PR #1815, opened 2025-05-21
Full-node Raptorcast: Refactored Group message de/serialization

fabiotdf:
This is part of a series of PR split from the original Full-node RaptorCast integration.
This PR contains just the Group messages, take #2

### DIFF
--- a/monad-raptorcast/src/lib.rs
+++ b/monad-raptorcast/src/lib.rs
@@ -34,6 +34,7 @@ use monad_types::{
 use tracing::{debug, error, warn};
 
 pub mod message;
+pub mod raptorcast_secondary;
 pub mod udp;
 pub mod util;
 use util::{BuildTarget, EpochValidators, FullNodes, ReBroadcastGroupMap, Validator};
@@ -510,6 +511,10 @@ where
                                     }
                                     None
                                 }
+                                InboundRouterMessage::FullNodesGroup(_full_nodes_group_message) => {
+                                    warn!("Handling of FullNodesGroup implemented in upcoming PR");
+                                    None
+                                }
                             },
                             Err(err) => {
                                 warn!(
@@ -569,6 +574,11 @@ where
                         ?message,
                         "dropping peer discovery message, should come through udp channel"
                     );
+                    continue;
+                }
+                InboundRouterMessage::FullNodesGroup(_group_message) => {
+                    // pass TCP message to MultiRouter
+                    warn!("FullNodesGroup protocol via TCP not implemented");
                     continue;
                 }
             }
--- a/monad-raptorcast/src/message.rs
+++ b/monad-raptorcast/src/message.rs
@@ -4,6 +4,8 @@ use monad_compress::{zstd::ZstdCompression, CompressionAlgo};
 use monad_crypto::certificate_signature::CertificateSignatureRecoverable;
 use monad_peer_discovery::PeerDiscoveryMessage;
 
+use super::raptorcast_secondary::group_message::FullNodesGroupMessage;
+
 const SERIALIZE_VERSION: u32 = 1;
 // compression versions
 const UNCOMPRESSED_VERSION: u32 = 1;
@@ -24,9 +26,14 @@ impl NetworkMessageVersion {
     }
 }
 
+const MESSAGE_TYPE_APP: u8 = 1;
+const MESSAGE_TYPE_PEER_DISC: u8 = 2;
+const MESSAGE_TYPE_GROUP: u8 = 3;
+
 pub enum OutboundRouterMessage<OM, ST: CertificateSignatureRecoverable> {
     AppMessage(OM),
     PeerDiscoveryMessage(PeerDiscoveryMessage<ST>),
+    FullNodesGroup(FullNodesGroupMessage<ST>),
 }
 
 #[derive(Debug)]
@@ -41,7 +48,7 @@ impl<OM: Encodable, ST: CertificateSignatureRecoverable> OutboundRouterMessage<O
             Self::AppMessage(app_message) => {
                 if version.compression_version == UNCOMPRESSED_VERSION {
                     // encode as uncompressed message
-                    let enc: [&dyn Encodable; 3] = [&version, &1u8, &app_message];
+                    let enc: [&dyn Encodable; 3] = [&version, &MESSAGE_TYPE_APP, &app_message];
                     encode_list::<_, dyn Encodable>(&enc, &mut buf);
                 } else if version.compression_version == DEFAULT_ZSTD_VERSION {
                     // compress message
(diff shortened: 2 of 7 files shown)


monad-raptorcast/src/lib.rs
```diff
@@ -510,6 +511,12 @@ where
                                     }
                                     None
                                 }
+                                InboundRouterMessage::FullNodesGroup(full_nodes_group_message) => {
+                                    tracing::warn!(
```
eerkaijun: nit: `warn` is already imported at start of file, switch to just `warn!`

monad-raptorcast/src/lib.rs
```diff
@@ -571,6 +578,10 @@ where
                     );
                     continue;
                 }
+                InboundRouterMessage::FullNodesGroup(_group_message) => {
+                    // pass TCP message to MultiRouter
+                    tracing::warn!("FullNodesGroup protocol via TCP not implemented");
```
eerkaijun: same as above

monad-raptorcast/src/message.rs
```diff
@@ -127,6 +136,11 @@ impl<M: Decodable, ST: CertificateSignatureRecoverable> InboundRouterMessage<M,
                     PeerDiscoveryMessage::decode(&mut payload).map_err(DeserializeError::from)?;
                 Ok(Self::PeerDiscoveryMessage(peer_disc_message))
             }
+            3 => {
```
eerkaijun: in the previous PR, this is put into a constant, shall we still do that?

monad-raptorcast/src/raptorcast_secondary/group_message.rs
```diff
@@ -0,0 +1,236 @@
...
+    pub node_id: NodeId<CertificateSignaturePubKey<ST>>,
+    pub accept: bool,
+}
+
+#[derive(Debug, Clone, RlpEncodable, RlpDecodable)]
+#[rlp(trailing)]
+pub struct ConfirmGroup<ST: CertificateSignatureRecoverable> {
+    pub prepare: PrepareGroup<ST>,
+    pub peers: Vec<NodeId<CertificateSignaturePubKey<ST>>>,
+    pub name_records: Option<Vec<MonadNameRecord<ST>>>,
```
eerkaijun: should we switch this to `Vec<MonadNameRecord<ST>>`?

monad-raptorcast/src/raptorcast_secondary/group_message.rs
```diff
@@ -0,0 +1,236 @@
...
+
+    fn length(&self) -> usize {
+        size_of_val(&GROUP_MSG_VERSION)
+            + size_of_val(&MESSAGE_TYPE_PREP_REQ)
+            + match self {
+                Self::PrepareGroup(prep_req) => prep_req.length(),
+                Self::PrepareGroupResponse(prep_res) => prep_res.length(),
+                Self::ConfirmGroup(conf_grp) => conf_grp.length(),
+            }
+    }
```
eerkaijun: is this needed? I think there's a default implementation

monad-raptorcast/src/message.rs
fabiotdf: Dunno, seems the literal number is used everywhere else? I just copied the pattern

monad-raptorcast/src/raptorcast_secondary/group_message.rs
fabiotdf: I'm fine with changing, but Michael's spec was explicit about this being optional. Is that still the case?

monad-raptorcast/src/raptorcast_secondary/group_message.rs
fabiotdf: The default encodes the message to determine the size, so essentially encoded twice.
It is not needed but recommended

monad-raptorcast/src/lib.rs
fabiotdf: Done

monad-raptorcast/src/lib.rs
fabiotdf: Done

monad-raptorcast/src/message.rs
fabiotdf: Added back

monad-raptorcast/src/raptorcast_secondary/group_message.rs
michael-yxchen: yeah we can update to `Vec<..>`. i'll update the spec

monad-raptorcast/src/raptorcast_secondary/group_message.rs
```diff
@@ -0,0 +1,236 @@
...
+        );
+
+        let decoded_enum =
+            FullNodesGroupMessage::<ST>::decode(&mut encoded_bytes.as_slice()).unwrap();
+        match decoded_enum {
+            FullNodesGroupMessage::PrepareGroup(dser_msg) => {
+                assert_eq!(dser_msg.validator_id, org_msg.validator_id);
+                assert_eq!(dser_msg.max_group_size, org_msg.max_group_size);
+                assert_eq!(dser_msg.start_round, org_msg.start_round);
+                assert_eq!(dser_msg.end_round, org_msg.end_round);
```
michael-yxchen: nit: we can derive/impl Eq and just do `assert_eq!(org_enum, decoded_enum)`

monad-raptorcast/src/raptorcast_secondary/group_message.rs
michael-yxchen: yes overriding length impl is recommended. I feel the calculation is not correct though. It's missing rlp list header (1 or more bytes depending on total payload length). Also `size_of_val` is only correct for values in `[0x00, 0x7f]`. Values above 0x7f are encoded with two bytes. Let's use default impl and optimize it later

monad-raptorcast/src/raptorcast_secondary/group_message.rs
```diff
@@ -0,0 +1,236 @@
...
+                Self::ConfirmGroup(conf_grp) => conf_grp.length(),
+            }
+    }
+}
+
+impl<ST: CertificateSignatureRecoverable> Decodable for FullNodesGroupMessage<ST> {
+    fn decode(buf: &mut &[u8]) -> alloy_rlp::Result<Self> {
+        let mut payload = Header::decode_bytes(buf, true)?;
+        let version = u8::decode(&mut payload)?;
+        if version > GROUP_MSG_VERSION {
```
michael-yxchen: should that be `!=`?

monad-raptorcast/src/message.rs
michael-yxchen: either is fine for now

monad-raptorcast/src/raptorcast_secondary/group_message.rs
fabiotdf: Ah yes. Removed

monad-raptorcast/src/raptorcast_secondary/group_message.rs
fabiotdf: The intention was > because the code will know about older versions (and can act accordingly) but not newer.
The version deserialized can still be 0 though! Fixed the check

monad-raptorcast/src/raptorcast_secondary/group_message.rs
fabiotdf: Done

monad-raptorcast/src/raptorcast_secondary/group_message.rs
fabiotdf: Done

PR #328, opened 2022-09-26
Disconnect from Memberful app on uninstall

lmansur:
When disconnecting the integration (in WP) or uninstalling the plugin, call an endpoint in the Memberful app to destroy the integration. This ensures we stop sending webhooks to sites that no longer use the plugin.

Also resets the plugin's connection credentials.

https://3.basecamp.com/3293071/buckets/5610677/todolists/5361289350


mrhead (approved):
Nice!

★ ★ ★ ★

## Exercise prompt
Each line that mentions the string "yxchen" must be copied from the listing.

## Answer box
michael-yxchen: yeah we can update to `Vec<..>`. i'll update the spec
michael-yxchen: nit: we can derive/impl Eq and just do `assert_eq!(org_enum, decoded_enum)`
michael-yxchen: yes overriding length impl is recommended. I feel the calculation is not correct though. It's missing rlp list header (1 or more bytes depending on total payload length). Also `size_of_val` is only correct for values in `[0x00, 0x7f]`. Values above 0x7f are encoded with two bytes. Let's use default impl and optimize it later
michael-yxchen: should that be `!=`?
michael-yxchen: either is fine for now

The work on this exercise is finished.